WHAT YOU HAVE TO DO: Could you count the lines in the entries beneath that hold the word "https"? Respond with the number alone.

------ GIVEN RECORDS

PR #221, opened 2023-10-24
ENH: Improve status output

### LINKED ISSUE #146: GUI: add ✅ ❌  icons to run mode tree-view
## Expected Behavior
A clear icon would help greatly in quickly scanning to see what steps passed or failed

image

## Current Behavior
Nothin graphical in the tree view

## Possible Solution
Nothing too specific yet, but it's certainly doable.... right?

## Context
Brought up by Zach in https://github.com/pcdshub/atef/pull/140, but has been mentioned by almost everyone (Ken, Alex, etc)

## Your Environment
pcds-5.6.0

tangkong:
## Description
- Refactors "walk" helpers to a separate submodule, because I was getting confused and caught myself re-inventing the wheel
- Use ConfigTreeModel to show results in the tree view during run-mode (closes #146)
- Adds a "Results Summary" widget that shows a filterable view of checkout results, as well as a plaintext csv view for copying etc

## Motivation and Context
Also jira [ECS-1380](https://jira.slac.stanford.edu/browse/ECS-1380?jql=project%20%3D%20ECS%20AND%20component%20%3D%20ATEF)

Because the next thing I intend to do is rework how the page loading is done (for performance reasons), I expect the way trees are constructed to change significantly.  There's a couple places where I left todos to circle back on after I've settled on an approach.  

## How Has This Been Tested?
Interactively, a couple tests added

This PR

image

image

## Pre-merge checklist
- [x] (🤮)Test suite passes on GitHub Actions (😭)

### DIFF
--- a/atef/procedure.py
+++ b/atef/procedure.py
@@ -58,26 +58,6 @@ BS_STATE_MAP: Dict[int, BlueskyState] = {}
 MAX_PLAN_DEPTH = 200
 
 
-def walk_steps(
-    step: Union[ProcedureStep, PreparedProcedureStep]
-) -> Generator[Union[ProcedureStep, PreparedProcedureStep], None, None]:
-    """
-    Yield ProedureSteps in ``step``, depth-first.
-
-    Parameters
-    ----------
-    step : ProcedureStep
-        Step to yield ProcedureSteps from
-
-    Yields
-    ------
-    Generator[ProcedureStep, None, None]
-    """
-    yield step
-    for sub_step in getattr(step, 'steps', []):
-        yield from walk_steps(sub_step)
-
-
 @dataclasses.dataclass
 @serialization.as_tagged_union
 class ProcedureStep:
@@ -658,6 +638,13 @@ class PreparedProcedureGroup(PreparedProcedureStep):
         self.step_result = result
 
         return super().result
+
+    def walk_steps(self) -> Generator[AnyPreparedProcedure]:
+        for step in self.steps:
+            step = cast(AnyPreparedProcedure, step)
+            yield step
+            if hasattr(step, 'walk_steps'):
+                yield from step.walk_steps()
 
 
 @dataclass
--- a/atef/procedure.py
+++ b/atef/procedure.py
@@ -58,7 +58,9 @@ BS_STATE_MAP: Dict[int, BlueskyState] = {}
 MAX_PLAN_DEPTH = 200
 
 
-def walk_steps(step: ProcedureStep) -> Generator[ProcedureStep, None, None]:
+def walk_steps(
+    step: Union[ProcedureStep, PreparedProcedureStep]
+) -> Generator[Union[ProcedureStep, PreparedProcedureStep], None, None]:
     """
     Yield ProedureSteps in ``step``, depth-first.
 
--- a/atef/walk.py
+++ b/atef/walk.py
@@ -1,0 +1,175 @@
+"""
+Helpers for walking dataclasses.
+
+If relying on Prepared dataclass walk methods (walk_groups, walk_comparisons),
+note that if a configuration fails to prepare, they will be skipped
+"""
+from __future__ import annotations
+
+from typing import Any, Generator, List, Tuple, Union
+
+from atef.check import Comparison
+from atef.config import (Configuration, PreparedComparison,
+                         PreparedConfiguration, PreparedFile)
+from atef.procedure import (PreparedProcedureFile, PreparedProcedureStep,
+                            ProcedureStep)
+
+
+def walk_config_file(
+    config: Union[PreparedFile, PreparedConfiguration, PreparedComparison],
+    level: int = 0
+) -> Generator[Tuple[Any, int], None, None]:
+    """
+    Yields each config and comparison and its depth
+    Performs a recursive depth-first search
+
+    Parameters
+    ----------
+    config : Union[PreparedFile, PreparedConfiguration, PreparedComparison]
+        the configuration or comparison to walk
+    level : int, optional
+        the current recursion depth, by default 0
+
+    Yields
+    ------
+    Generator[Tuple[Any, int], None, None]
+    """
+    yield config, level
+    if isinstance(config, PreparedFile):
+        yield from walk_config_file(config.root, level=level+1)
+    elif isinstance(config, PreparedConfiguration):
+        if hasattr(config, 'configs'):
+            for conf in config.configs:
+                yield from walk_config_file(conf, level=level+1)
+        if hasattr(config, 'comparisons'):
+            for comp in config.comparisons:
+                yield from walk_config_file(comp, level=level+1)
+
+
+def walk_procedure_file(
+    config: Union[PreparedProcedureFile, PreparedProcedureStep, PreparedComparison],
+    level: int = 0
+) -> Generator[Tuple[Any, int], None, None]:
+    """
+    Yields each ProcedureStep / Comparison and its depth
+    Performs a recursive depth-first search
+
+    Parameters
+    ----------
+    config : Union[PreparedProcedureFile, PreparedProcedureStep,
+                    PreparedComparison]
+        the item to yield and walk through
+    level : int, optional
+        the current recursion depth, by default 0
+
+    Yields
+    ------
+    Generator[Tuple[Any, int], None, None]
+    """
+    yield config, level
+    if isinstance(config, PreparedProcedureFile):
+        yield from walk_procedure_file(config.root, level=level+1)
+    elif isinstance(config, PreparedProcedureStep):
+        for sub_step in getattr(config, 'steps', []):
+            yield from walk_procedure_file(sub_step, level=level+1)
+        if hasattr(config, 'walk_comparisons'):
+            for sub_comp in config.walk_comparisons():
+                yield from walk_procedure_file(sub_comp, level=level+1)
+
+
+def walk_steps(
+    step: Union[ProcedureStep, PreparedProcedureStep]
+) -> Generator[Union[ProcedureStep, PreparedProcedureStep], None, None]:
+    """
+    Yield ProedureSteps in ``step``, depth-first.
+
+    Parameters
+    ----------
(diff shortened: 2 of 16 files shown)


tangkong:
The test suite has been immensely irritating, passes normally and failing randomly on GHA.  I'm going to ignore it for the most part and circle back in yet another test suite fixup effort.  (when will it end...)

tangkong:
Of course the tests pass first try now. 🥲   I've punted a good amount of stuff here (including test cleanup pt 2) until after reworking the page-widget-loading system, but everything here should stand on its own I hope.

docs/source/upcoming_release_notes/221-enh_status_out.rst
```diff
@@ -0,0 +1,23 @@
+221 enh_status_out
+#################
+
+API Breaks
+----------
+- N/A
+
+Features
+--------
+- Adds results summary page accessible from run-mode
```
klauer, line 10: Adding "in the `atef config` GUI" for future disambiguation could be a good thing, even if it's understood now

atef/walk.py
```diff
@@ -0,0 +1,175 @@
...
+                yield from walk_config_file(conf, level=level+1)
+        if hasattr(config, 'comparisons'):
+            for comp in config.comparisons:
+                yield from walk_config_file(comp, level=level+1)
+
+
+def walk_procedure_file(
+    config: Union[PreparedProcedureFile, PreparedProcedureStep, PreparedComparison],
+    level: int = 0
+) -> Generator[Tuple[Any, int], None, None]:
```
klauer, line 52: Careful with the `Any` annotation - it specifically says "don't bother checking the type for this" and it's actually a bit worse than some alternatives ([ref](https://stackoverflow.com/questions/39817081/typing-any-vs-object))

Might be good to make unions for possible things to come out of this.

atef/widgets/config/result_summary.py
```diff
@@ -0,0 +1,497 @@
...
+    """ Normalized, and slightly processed view of configs/steps with results """
+    status: Severity
+    name: str
+    reason: str
+
+    # An un-prepared dataclass, to match the tree views (will not hold the result)
+    origin: AnyDataclass
+
+    @property
+    def type(self):
```
klauer, line 33:
```suggestion
    def type(self) -> str:
        """The class name of the origin."""
```

atef/widgets/config/result_summary.py
```diff
@@ -0,0 +1,497 @@
...
+        # check mark
+        Severity.success: ('\u2713', QtGui.QColor(0, 128, 0, 255)),
+        Severity.warning : ('?', QtGui.QColor(255, 165, 0, 255)),
+        # x mark
+        Severity.internal_error: ('\u2718', QtGui.QColor(255, 0, 0, 255)),
+        Severity.error: ('\u2718', QtGui.QColor(255, 0, 0, 255)),
+        'N/A': ('nothing', QtGui.QColor())
+    }
+
+    def __init__(self, *args, data: List[ResultInfo] = [], **kwargs) -> None:
```
klauer, line 53: Mutable in default kwargs - could lead to hard to debug problems

`Optional[List[ResultInfo]] = None` could suffice and then `self.result_info = data or []`

atef/widgets/config/result_summary.py
```diff
@@ -0,0 +1,497 @@
...
+        super().__init__(*args, **kwargs)
+        self.result_info = data
+        self.headers = ['Status', 'Type', 'Name', 'Reason']
+
+    @classmethod
+    def from_file(cls, file) -> ResultModel:
```
klauer, line 59: File type hint?

atef/widgets/config/result_summary.py
```diff
@@ -0,0 +1,497 @@
...
+from atef.walk import walk_config_file, walk_procedure_file
+from atef.widgets.core import DesignerDisplay
+from atef.widgets.utils import insert_widget
+
+
+@dataclasses.dataclass
+class ResultInfo:
+    """ Normalized, and slightly processed view of configs/steps with results """
+    status: Severity
+    name: str
```
klauer, line 26: `name` always seems to come from `origin` directly in the `from_file` classmethod below - could it be a property?

atef/widgets/config/utils.py
```diff
@@ -1159,7 +1160,17 @@ def data(self, index: QtCore.QModelIndex, role: int) -> Any:
...
+    def data_updated(self) -> None:
+        """ method for calling dataChanged on the entire view """
+        top_left = self.index(0, 0, QtCore.QModelIndex())
+        bottom_right = self.index(self.rowCount(QtCore.QModelIndex()),
+                                  self.columnCount(QtCore.QModelIndex()),
+                                  QtCore.QModelIndex())
+        self.dataChanged.emit(top_left, bottom_right)
 
+
+# TODO: Rename this and related helpers to be more specific
```
klauer, line 1172: TODO reminder; going to make an issue I assume?

atef/widgets/config/window.py
```diff
@@ -581,6 +583,91 @@ def __init__(
...
+        )
+        self.model = ConfigTreeModel(data=self.root_item)
+
+        self.tree_view.setModel(self.model)
+
+        self.tree_view.resizeColumnToContents(1)
+        self.tree_view.header().swapSections(0, 1)
+        self.tree_view.expandAll()
+        # Connect to pages
+        # TODO: when we redo tree construction, this may need looking at
```
klauer, line 602: TODO reminder

klauer (commented):
No major issues looking at the code - will try it out and report back

atef/widgets/config/utils.py
tangkong: Yeah I intend to address this and other TODOs when I rework widget / tree loading

klauer:
The results summary is awesome!

A few thoughts which you could file under "nice to haves" as they are not showstoppers and reflect my opinion only:
* Perhaps default to "show warning + error". Success steps are nice and all but I'm probably not looking at the dialog for that.
* Plain text is more like "CSV" which is nice
   * Do you make sure there are no commas in reasons to make importing into Excel a pain?
   * Consider maybe adding a "copy to clipboard" option there
   * It may also be sufficient to have a menu option in the tab "Table" that says "Copy results to clipboard as CSV" or "Save results to file as CSV" 
    * A `rich`-like tree text output that you get from running it in the console would be neat to have but 3 different views of the same result is probably stretching it
    * A "go to config item" if you double click on the table would be nice (or some other context menu)
* Some more keyboard shortcuts (in the vein of #223 ) would be nice
    * I'd like to be able to run the selected check clicking a bit less (F5 to run or something)
* It'd be nice if the config tree loaded up expanded (so you don't just see "Root" and have to remember to click the arrow next to it)

atef/widgets/config/result_summary.py
ZLLentz, line 1: Is there any way to track/force where the result summary window opens? For me it opened on a different monitor, and I suspect in the hutch they will have similar behavior in their 3+ monitor setups.

atef/procedure.py
ZLLentz, line 1: Is there something fundamentally broken with comparisons right now? (I only noticed because the new UI is clear) (it seems like this happens prior to this PR too)
```
    ├── ❌Error: Device
    │   ├── ✔: im1l0.focus_motor.user_readback <= 0.0: Warn if the focus motor is negative, indicating it should be homed: value of 76.184
    │   ├── ✔: im1l0.zoom_motor.user_readback < 1.0: Warn if the zoom motor is negative, indicating it should be homed: value of 30.012
    │   ├── ✔: im2l0.focus_motor.user_readback <= 0.0: Warn if the focus motor is negative, indicating it should be homed: value of 50.088
    │   ├── ✔: im2l0.zoom_motor.user_readback < 1.0: Warn if the zoom motor is negative, indicating it should be homed: value of 24.744
    │   ├── ✔: im4l0.focus_motor.user_readback <= 0.0: Warn if the focus motor is negative, indicating it should be homed: value of 35.16
    │   ├── ✔: im4l0.zoom_motor.user_readback < 1.0: Warn if the zoom motor is negative, indicating it should be homed: value of 25.245
```

image

ZLLentz (commented):
I like the updated UI elements a lot, I don't immediately have specific suggestions about them.
I don't have any specific recommendations in the code either, it looks pretty clean.

I saw some strange behavior in `atef check` that predates this PR
I had one question/suggestion re: opening windows in a multi-screen environment

atef/procedure.py
ZLLentz: OH, actually, the issue here is that the intent and the implementation are backwards in the example config: the check is supposed to be the "good" state, but this checks for the "bad" state

atef/widgets/config/result_summary.py
tangkong: I fixed this as I was addressing some of Ken's comments.  Great minds think alike

tangkong:
Thanks for the suggestions!  I've chosen to punt a few of them, which I'll justify below:

It may also be sufficient to have a menu option in the tab "Table" that says "Copy results to clipboard as CSV" or "Save results to file as CSV"
> A rich-like tree text output that you get from running it in the console would be neat to have but 3 different views of the same result is probably stretching it
  * Running `atef check` on active checkouts is broken because I so strongly believed users would want human interaction to verify steps.  Maybe once I get active checkouts running from a cli this could replace the `plain text` tab entirely
> A "go to config item" if you double click on the table would be nice (or some other context menu)
  * Punting on the off chance that whatever i implement here has to be rewritten when I muck around with the trees.  I'll definitely hit this in that effort though
> Some more keyboard shortcuts (in the vein of https://github.com/pcdshub/atef/issues/223 ) would be nice
I'd like to be able to run the selected check clicking a bit less (F5 to run or something)
  * I'll tackle this in a separate PR, I think this is a good idea

tangkong:
Any further thoughts on this?  Or shall I merge and move on?

ZLLentz (approved):
No further thoughts- I like this a lot, it improves the UX substantially

klauer (approved):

------------

ANSWER TO THIS EXERCISE: 4